Clifford Chance Luxembourg has been working with some of the largest names in global asset management to make this happen across the country’s borders, on a pan-European basis. Products like the US REIT (Real Estate Investment Trusts) have proved popular in America and are attracting increasing quantities of relatively small investments of a few tens of thousands of dollars from individual investors. This phenomenon is called the retailisation of private funds, but this success has yet to be replicated in Europe.

Replicating a passport

There is no ideal off-the-shelf pan-European solution to make this happen. The continent’s AIFMD regulatory regime is focused on cross-border passporting for alternative funds to institutional and professional investors, but is not even targeted at distribution to high net worth individuals. Structures such as the ELTIF, EuVECA and EuSEF created by the EU have proved to be insufficiently flexible.

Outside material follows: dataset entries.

PR #2125, opened 2026-02-05
Add Base64 encoding support for SecretEncryptionConfiguration

MariusVolkhart:
Mirrors the base64 encoding functionality that exists in `SecretSignatureConfiguration` to `SecretEncryptionConfiguration`, allowing JWT encryption secrets to be supplied as Base64-encoded strings.

Changes:
- Add base64 field with getter/setter to `SecretEncryptionConfiguration`
- Modify `SecretEncryption` constructor to decode Base64 secrets when the base64 flag is set (default: false)
- Add comprehensive integration tests (`JwtEncryptionBase64Spec`) covering Base64 encoding, decryption, and backward compatibility
- Add documentation (jwtEncryptionSecret.adoc) with examples of both plain text and Base64-encoded secret configuration
- Update `SecretEncryptionSpec` with YAML configuration example

All examples use A256GCM encryption method with dir (direct) algorithm for modern AEAD-based encryption.

Backward compatibility is fully maintained with base64 defaulting to false.


sdelamo (approved):
Thanks for the contribution @MariusVolkhart

PR #2209, opened 2026-05-26
allow resolving token roles from nested Authentication attributes

### LINKED ISSUE #1132: Get role from nested value in Authentication attributes map
### Feature description

The property `micronaut.security.token.roles-name` allows you to specify  the authentication attributes map key for the user’s roles.

But my JWT token payload looks like this:
```json
...
"realm_access": {
    "roles": [
      "manager",
      "offline_access",
      "uma_authorization"
    ]
  },
...
```

It would be useful to be able to specify a nested key. In this case that would be:
`micronaut.security.token.roles-name: realm_access.roles`

Relevant code can be found here: https://github.com/micronaut-projects/micronaut-security/blob/master/security/src/main/java/io/micronaut/security/token/DefaultRolesFinder.java#L81

A simular question (with workaround) has been posted on the micronaut gitter channel: https://gitter.im/micronautfw/questions?at=5e4501aab612cc7bb1643207

kkriske:
Allow resolving roles from nested authentication attributes, by setting the `micronaut.security.token.roles-name-separator` property.

This also fixes a potential bug where the `micronaut.security.token.roles-separator` property was interpreted as a regex, through `String#split`, where I think that is unintended behaviour and it should be seen as a literal separator.

I have annotated a few things I wish to point out and/or desire feedback on.

fixes #1132


security-jwt/src/main/java/io/micronaut/security/token/jwt/generator/claims/JWTClaimsSetGenerator.java
```diff
@@ -182,7 +183,17 @@ protected void populateWithAuthentication(JWTClaimsSet.Builder builder, Authenti
         if (!rolesKey.equalsIgnoreCase(TokenConfiguration.DEFAULT_ROLES_NAME)) {
             builder.claim(ROLES_KEY, rolesKey);
```
kkriske, line 184: The `ROLES_KEY` claim still ignores the separator and I'm not sure what to do about it. I can add a `ROLES_KEY_SEPARATOR` claim but that feels the incorrect approach.
This is a non-standard claim (I think) that's only used by the `ClientAuthentication` class, I see no other documented use-cases.

Should I make this a list property in case a separator is set, and handle it in the ClientAuthentication like that?

security/src/main/java/io/micronaut/security/token/DefaultRolesFinder.java
```diff
@@ -56,28 +56,40 @@ public DefaultRolesFinder(TokenConfiguration tokenConfiguration) {
      */
     @NonNull
     private List<String> rolesAtObject(@Nullable Object rolesObject) {
-        if (rolesObject == null) {
-            return emptyList();
-        }
+        return switch (rolesObject) {
+            case null -> emptyList();
+            case CharSequence _ when tokenConfiguration.getRolesSeparator() != null ->
+                asList(rolesObject.toString().split(Pattern.quote(tokenConfiguration.getRolesSeparator())));
```
kkriske, line 62: I think this was a pre-existing bug, where the separator was passed straight to `String#split`. It seems like an unintended side-effect that this means the separator is a regex rather than a string literal.

Please advise on what the intention would be.

security/src/main/java/io/micronaut/security/token/DefaultRolesFinder.java
```diff
@@ -56,28 +56,40 @@ public DefaultRolesFinder(TokenConfiguration tokenConfiguration) {
      */
     @NonNull
     private List<String> rolesAtObject(@Nullable Object rolesObject) {
-        if (rolesObject == null) {
-            return emptyList();
-        }
+        return switch (rolesObject) {
```
kkriske, line 59: Except for the `Pattern#quote` call, this is just a rewrite to use fancy new syntax. Can revert if unwanted.
Use of switch expressions also makes back-porting harder so I can avoid using jdk17+ features for that reason as well if desired.

security/src/main/java/io/micronaut/security/token/config/TokenConfigurationProperties.java
```diff
@@ -45,6 +45,9 @@ public class TokenConfigurationProperties implements TokenConfiguration {
     @NonNull
     private String nameKey = TokenConfiguration.DEFAULT_NAME_KEY;
 
+    @Nullable
+    private String rolesNameSeparator = TokenConfiguration.DEFAULT_ROLES_NAME_SEPARATOR;
```
kkriske, line 49: I do think the additional property is a bit confusing, but I think this is the only way of introducing this functionality without breaking backwards compatibility.

E.g. is it possible to change the `rolesName` property to a list without introducing subtle changes? e.g. a pre-existing value of `a,b,c` would then automatically split into a List I think? Is there a way to disable parsing config values into lists, so a `property: value` always parses into a singleton list?
Not to mention the actual breaking change of changing the type of the field, so that's a no-go either way.

kkriske:
@graemerocher would you mind reviewing the things I pointed out? And whether this is generally in the right direction to be accepted?

sdelamo (commented):
I don't think we should do this change. 

The settings are not ease to comprehend after this change. There will be two quite confusing names `micronaut.security.token.roles-name-separator`,  `micronaut.security.token.roles-separator`. 

There is already an API to ease custom Role parsing logic. You can create you own replacement for the [`RolesFinder` AP](https://micronaut-projects.github.io/micronaut-security/5.0.0/api/io/micronaut/security/token/RolesFinder.html). 

```java
@Replaces(RoleFinder.class)
@Singleton
class RoleFinderReplaces implements RoleFinder {
// Implement the API
}
```

I will create a separate documentation PR documenting better the [`RolesFinder` AP](https://micronaut-projects.github.io/micronaut-security/5.0.0/api/io/micronaut/security/token/RolesFinder.html).

kkriske:
@sdelamo If there's a way to allow a breaking change, perhaps for 5.1.x, to make `micronaut.security.token.roles-name` a `List<String>` instead of a `String`, the configuration complexity would stay on par.

While replacing the RoleFinder works fine, I think fairly standard use-cases should be covered by default.
Right now, Micronaut Test Resources supports Keycloak out of the box https://micronaut-projects.github.io/micronaut-test-resources/latest/guide/#modules-oauth2, but using it requires this custom RolesFinder implementation.

sdelamo:
see: https://github.com/micronaut-projects/micronaut-security/pull/2218 

I will check Keycloak integration. Thanks for this PR nonetheless and starting the conversation.

PR #2220, opened 2026-06-11
Support @RunAs authentication delegation

sdelamo:
This pull-request adds support for a new annotation: `RunAs ` and the Jakarta `jakarta.annotation.security.RunAs` annotation by mapping the annotation value to an Authentication and applying it to the security context for the scope of the intercepted method invocation.


sdelamo:
I have some doubt about whether we should use the Jakarta annotation `jakarta.annotation.security.RunAs` or create a new Micronaut Security specific annotation.

`jakarta.annotation.security.RunAs` targets only TYPE, and the annotation javadoc says:

> Defines the identity of the application during execution. This allows developers to execute an application under a particular role. The role must map to the user / group information in the container’s security realm. Its value is the name of a security role.

It has been used in the past to specify only a role instead of an entire authentication, as I did in this PR.

graemerocher:
yeah not sure this makes sense, `@RunAs` the value has to be a role

security/src/main/java/io/micronaut/security/authentication/RunAsInterceptor.java
```diff
@@ -0,0 +1,75 @@
...
+        }
+
+        ServerRequestContextSecurityContextSupplier.ScopedSecurityContext scopedContext = ServerRequestContextSecurityContextSupplier.openSecurityContext();
+        SecurityContext securityContext = scopedContext.getSecurityContext();
+        Authentication previousAuthentication = securityContext.getAuthentication();
+        String previousToken = securityContext.getToken();
+        Integer previousRejectionStatus = securityContext.getRejectionStatus();
+        try {
+            securityContext.withAuthentication(runAsAuthentication);
+            return context.proceed();
```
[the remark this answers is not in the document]
sdelamo: I think I fixed here: https://github.com/micronaut-projects/micronaut-security/pull/2220/commits/aecab4b150bd7f55b10ab9d0adb0b510a5be8ae9

sdelamo (commented):
@dstepanov, I am interested to know whether you think the changes to security/src/main/java/io/micronaut/security/context/ServerRequestContextSecurityContextSupplier.java are sound. We need to support use cases where there is no request.

For example: security/src/test/java/io/micronaut/security/authentication/RunAsScheduledTest.java

security-annotations/src/main/java/io/micronaut/security/annotation/Attribute.java
```diff
@@ -0,0 +1,43 @@
...
+/**
+ * An attribute entry for {@link RunAs}.
+ *
+ * @author Sergio del Amo
+ * @since 5.1.0
+ */
+@Target({})
+@Retention(RetentionPolicy.RUNTIME)
+@Documented
+public @interface Attribute {
```
graemerocher: since this annotations name is quite generic, should it be nested inside RunAs?

graemerocher (approved):

security-annotations/src/main/java/io/micronaut/security/annotation/Attribute.java
sdelamo: Yes, good point. Since it is only valid as a RunAs member and Attribute is too broad as a top-level annotation name, I’ll move it to RunAs.Attribute and update the examples/tests.

Done via https://github.com/micronaut-projects/micronaut-security/pull/2220/commits/adc3ea633a2588eabd2fe5e9b3a2a0477acb57a5

PR #2238, opened 2026-07-02
Resolve locale from OIDC profile claims

sdelamo:
Add `ProfileClaims` constants for the [OpenID Connect standard profile claims](https://openid.net/specs/openid-connect-core-1_0.html#StandardClaims) and use the locale claim to [resolve the HTTP locale](https://docs.micronaut.io/5.0.4/guide/index.html#localeResolution) from the current authentication.

Introduce a `LocaleClaimHttpLocaleResolver` ordered after cookie/session locale resolution and before request header resolution. Cover missing, invalid, string, and Locale claim values with unit tests, and add a JWT functional test that verifies authenticated requests can localize responses from the token locale claim.

### DIFF
--- a/security/src/main/java/io/micronaut/security/token/LocaleClaimHttpLocaleResolver.java
+++ b/security/src/main/java/io/micronaut/security/token/LocaleClaimHttpLocaleResolver.java
@@ -35,7 +35,7 @@ import java.util.Optional;
  * current {@link Authentication}.
  *
  * @author Sergio del Amo
- * @since 5.2.1
+ * @since 5.3.0
  */
 @Requires(classes = HttpRequest.class)
 @Requires(beans = HttpLocaleResolutionConfiguration.class)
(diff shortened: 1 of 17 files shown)


security/src/main/java/io/micronaut/security/token/LocaleClaimHttpLocaleResolver.java
```diff
@@ -0,0 +1,92 @@
...
+import java.util.Locale;
+import java.util.Map;
+import java.util.Optional;
+
+/**
+ * Resolves the HTTP locale from the OpenID Connect {@code locale} claim in the
+ * current {@link Authentication}.
+ *
+ * @author Sergio del Amo
+ * @since 5.2.1
```
radovanradic: The class below has `5.3.0` so this probably should be the same (if important).

radovanradic (approved):

security/src/main/java/io/micronaut/security/token/LocaleClaimHttpLocaleResolver.java
sdelamo: resolved via https://github.com/micronaut-projects/micronaut-security/pull/2238/commits/2bd8c468a13455e95a860762e470548450d4f2c8

PR #2245, opened 2026-07-08
 Improve OAuth token URL configuration errors

### LINKED ISSUE #2179: Improve Error messages on OAuth verification
### Feature description

On a production service we had an error with this message `io.micronaut.discovery.exceptions.NoAvailableServiceException: No available services for ID: Load balancer contains no servers` and it ended up been related to a missing `https://` specifier on the `micronaut.security.oauth2.clients.*.token.url`

The error was really hard to trace to that point. I would love to have improved errors for those cases

lissam1:
Fixes #2179

  Adds validation for configured OAuth token endpoint URLs so invalid values fail with a clear ConfigurationException.
  Changes:

  - Validate micronaut.security.oauth2.clients.*.token.url when building the token endpoint.
  - Require an absolute http or https URL with a valid host.
  - Include the OAuth client name, property path, and configured value in the error message.
  - Add regression coverage for missing schemes, malformed HTTP URLs, relative paths, and unsupported schemes.


sdelamo (changes requested):
we should do this with an annotation constraint.

PR #2258, opened 2026-07-22
Add RFC 7643 SCIM core schema support

sdelamo:
[RFC 7643](https://datatracker.ietf.org/doc/html/rfc7643)

Introduce the security-scim-core module with Java models for SCIM User, Group, enterprise User extensions, and discovery resources.

Add Micronaut Serialization and Jakarta Validation support, including schema URI handling and custom extensions. Cover every serializable model with introspection, validation, and RFC-derived JSON deserialization tests.

Document installation, resource models, schema extensions, discovery resources, and the boundary between RFC 7643 models and RFC 7644 protocol operations.

Every class is currently annotated with @Experimental.


sdelamo:
@graemerocher there is an [open source Java library for SCIM](https://github.com/pingidentity/scim2/tree/master) which we could use instead. However, it is coupled to [Jackson Databind](https://github.com/pingidentity/scim2/blob/master/scim2-sdk-common/pom.xml#L231-L234)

Some investors have turned to options provided through life insurance and pension policies, but these have limited use and are not particularly cost effective.

To create cross-border structures to target retail clients requires a country-by-country approach. While not straightforward, with deep knowledge of local regulatory, legal and tax environments, structures can be created to replicate passporting regimes.

For example, in Germany, the “semi-professional investor” status comes with a steep €200,000 minimum investment before alternative assets can be accessed by private individuals. However, this minimum can be reduced considerably by looking at options other than basic fund vehicles, for instance by combining a debt instrument with a Luxembourg master fund. In France, using a feeder fund to manage complicated local authorisation rules can be the right approach. Each jurisdiction has its own characteristics which must be taken into account.

Ideal Luxembourg hub

There’s nowhere better than Luxembourg to manage these complexities to achieve critical mass by creating a central fund hub. Specialists in Luxembourg have years of experience dealing with local regulators, so are well placed to help asset managers and investors achieve cost-effective solutions.

At Clifford Chance in Luxembourg, advising on these pan-European fund solutions for individual investors also means leveraging decades of experience. We are experts in structuring open-ended real estate funds, and we have a strong track record in complex UCITS and so-called NewCITS which feature a portion of alternative investments. This is coupled with our unrivalled international network.

Retail alternative investment has achieved double-digit growth in the US in recent years. This experience is inspiring asset managers to seek to replicate this approach and meet growing demand in Europe.